Figures 4 and 5 show the effect of grain size on the adsorption of nickel ions by varying the grain size at fixed bed height 40 and 20 cm, respectively. In general, the breakthrough curves became steeper and the breakthrough time decreased with increasing the grain size. This behavior may be due to insufficient residence time of the solute in the column and diffusion limitations of the solute into the pores of the sorbent at bigger grain size.

It can be seen from Fig. 4 that for fixed bed height of 40 cm, the concentration of nickel ions appears in effluent solution after 149, 268 and 510 min for 0.48, 0.42 and 0.37 bed porosity, respectively. Meanwhile, the concentration of nickel in effluent solution reaches the saturation point after 417, 620 and 970 min for 0.48, 0.42 and 0.37 bed porosity, respectively. The concentration of nickel ions appears in effluent solution for fixed bed height of 20 cm after 85, 155 and 430 min for 0.048, 0.42 and 0.37 bed porosity, respectively. Meanwhile, the concentration of nickel in effluent solution reaches the saturation point after 340, 410 and 830 min for 0.48, 0.42 and 0.37 bed porosity, respectively. As the bed porosity increases, the breakpoint time decreases due to the fact that both the binding sites and ion exchange sites become quickly saturated. As we predict, the decrease in the bed porosity or increases the fixed bed height lead to increase in the contacting time between the ions and the adsorbent which in turns increases the saturation point.
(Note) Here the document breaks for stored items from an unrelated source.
PR #621, opened 2020-07-22
updated homepage minHeight property to fix scrolling issue

marinemekhakyan:


client/src/App.js
```diff
@@ -48,7 +48,7 @@ const useStyles = makeStyles({
   },
   homeWrapper: {
     backgroundSize: "cover",
-    minHeight: "max(105vh,20em)",
+    minHeight: "max(100.7vh,20em)",
```
entrotech, line 51: How did you come up with the number 100.7 ?

marinemekhakyan: 100vh was leaving a small white space in the bottom of the page and 101vh was making the background image bigger, which would result in the scrolling. 100.7 ended up working. Iphone X and Ipad Pro still have a slight, almost unnoticeable white space in the bottom, but large screens and android devices work fine. 
Not the most elegant solution, I admit:)

PR #631, opened 2020-07-31
Replace Opening & Closing Time TextFields with MaterialUI TimePickers

motorcykey:
…ickers

Note: I've replaced the TextFields with MaterialUI TimePickers, and converted dates. All that's left is to hook the inputs up to Formik, most likely using `setFieldValue`.


motorcykey:
@entrotech I've replaced the Hours fields on the Verfication Admin form with the MaterialUI TimePickers & hooked them up to Formik. The PR is now ready for review!

motorcykey:
@entrotech Interesting. Which organization did you test on? I know I tested on an organization with pre-existing hours and one without, but curious if I missed something...

motorcykey:
@entrotech I re-ran it today and reproduced it immediately. It looks like its caused from the useEffect hooks. I've gotten rid of them in favor of a more seamless solution. I should have an update tonight.

PR #651, opened 2020-08-27
Removing footer from Map page

marinemekhakyan:


rblaz001:
This is what I was referring to about having the nested scrolling issue return after removing the footer.

Screenshot from 2020-08-27 20-58-13

Screenshot from 2020-08-27 20-58-19

PR #655, opened 2020-08-29
Set lat/lon of stakeholders automatically, do not require user confir…

ssiegal1:
…mation

Still TBD: We need to decide how to handle the case where an address could not be geolocated. I've noticed that it has to be really wildly inappropriate for it to be unable to geolocate - it manages to geolocate many addresses that don't actually exist, but with a very low score (i.e. confidence threshold). Prior to my changes, in the can't-locate case, clicking on the "Get Coordinates" button would do nothing, and the lat/lon would not be updated. So the stakeholder row would be saved with the new invalid address, and the old coordinates. I assume we don't want this. 

When an invalid address is entered, it'll guess (and geolocate it in places like the UK) but the "score" will be low, like 70%. I suggest that we disallow any locations that score below 90% and somehow indicate this to the volunteer. Or, if we don't disallow it, we pop up a warning. Wanted to discuss this with you before I did anything.


entrotech (approved):
Sorry it took me a while to get to this, since we had a number of other sort of higher-profile changes in the works, I needed to wait ot a lull in the activity to get this one in.  I'll try it as-is, but then see how well it works to throw and exception when the address is invalid, as you mentioned, and may may a small tweak to just set the lat/lon to some default value when an address is not foudn by ESRI.

entrotech:
I tried this on my local machine with a few organizations and right away hit one that didn't resolve to a correct address per ESRI. Once that happens, there really isn't a way to fix it at all, since the Stakeholder form doesn't show the lat, lon nor allow you to edit it manually - the organization just sort of drops off the list of organizations that are findable at all by the food seeker. Maybe a better approach is to just load organizations with unknown coordinates with a latitude or longitude that are way out of range, and then implement client-side validation that just catches grossly unreasonable values and won't let the user save until they use the exisiting Get Coordinates button to look at matches, fix the address and iterate until they find the right location before saving. I'm going to do some experimenting today and see if I can come up with something like that that works.

entrotech:
I'm closing this PR without merging.  It was a good implementation, but doesn't seem to work very well in practice as described above.

PR #686, opened 2020-09-12
Update postgres user/pass

sthapa:
Unless I'm missing something the pgsql user/pw in the postgres image is postgres/postgres and not fola/pgpass.


entrotech (changes requested):
Hi Suchandra - welcome! Good catch that the username and passwords were inconsistent in the docker-compose.yml file.  It's a bit confusing, but we also use the local docker database when running the node/express server in the native Windows or IOS environment, as described in localdatabase.md, where the instructions are written to use a database name of food, username of postgres and password of pgpass.  To make everything consistent with those instructions, can you change this PR to make the password pgpass in both places in the docker-compose.yml and also in the docker.md files?  Then I think we'll be consistent across the board.  Thanks!

sthapa:
Hi, sorry about the late response.  The problem is that the docker images that you're pulling in use postgres as the password and that can't be changed.  If you're also using pgpass, I can update the documentation so that it makes the distinction.  That might be the best way forward.

entrotech:
Ah! I finally noticed that this PR is from a forked repo for Code for Hawaii's develop branch, and now includes a bunch of changes that are appropriate for Hawaii, so I don't want to merge it back into the LA County repo. Good to know that you guys are working on this as well, but I think our repos are going to diverge too much to accept PRs from your code base, but we should try to kekep tabs on each others' work.  We recently implemented a poor-man's muti-tenant version of the app, the original tenant is at foodoasis.la and a new tenant for all the rest of california at co.foodoasis.net, which is aimed a bit more at the wildfire victims. This allows us to service several jurisdictions from a single code base, so all regions can benefit from improvements as our code base evolves.  If you have an interest in coordinating with us and making Hawaii another tenant in a shared code base, it would take a bit more coordination, but we could share the development effort. Contact me at darragh@entrotech.net, and we can discuss if you wish.

sthapa:
Sorry, it looks like another dev put in a bunch of commits into the branch and stepped all over my PR.  I'll contact you at the email about multi-tenancy.

PR #687, opened 2020-09-17
450 display filters

DanielDev200:


entrotech (changes requested):
This is great. One thing I'd like you to clean up is some minor syntax issues reported by eslint.  If you run npm run lint from the project root directory, it reports 29 warnings, 27 of which were occurrances of != instead of !== and two are switch statements w/o a default case. Probably best for you to update these and  push to your branch and I'll approve.

DanielDev200:
I was able to resolve most of the issues with the `!=` and `!==`, however for `maxCompleteCriticalPercent` and `minCompleteCriticalPercent` there is a type mismatch issue; the default values and propTypes says they are ints, but the form fields return a string, so I have to use the `!=` in that instance.

PR #691, opened 2020-09-23
add a list/map toggle for mobile view

### LINKED ISSUE #677: Modify Food Seeker UI to switch between Map and List View of results
### Overview
The map page currently only uses about 1/3 of the screen to show the map and 1/3 of the screen to simultaneiously show the list on mobile devices. Come up with a way to switch back and forth between list and map views, where the list or map occupies at least 2/3 of the screen. On a Desktop screen width, it should still show the list and map side-by-side.

### Action Items
TBD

To study the removal efficiency of nickel ions from aqueous solution using two different bed heights and to compare between them, the results were plotted as breakthrough curves for the same bed porosity as shown in Fig. 6. From this figure, one can notice that the uptake of nickel increased with an increase in bed height. The reason behind the increase in the uptake capacity of nickel ions as bed height increases is availability of more binding sites for sorption, which also resulted in a broadened mass transfer zone.

Fig. 6
figure 6

Effect of column length on the breakthrough curves for adsorption of nickel at different bed porosity

Conclusion

The adsorption isotherms for nickel at ambient temperature were measured in a packed-bed apparatus. The nickel isotherms were linearized and applied to the prediction of breakthrough curves. By fitting the experimental results of breakthrough curves to the model of Klinkenberg, the overall mass-transfer coefficient was estimated and successfully used for the prediction of breakthrough curves at different bed porosity and different bed depth. The experimental results showed that for a given length, the break point time decreases with increasing zeolite grain size and the breakthrough curve becomes steeper. Decreasing the bed height the break point is obtained earlier which represents the realistic behavior in the adsorption phenomena. It is also found that the Klinkenberg model parameters include mass transfer coefficients (k) and effective diffusivities (De) can be estimated independently of the experimental data. The model is able to predict the breakthrough curves accurately.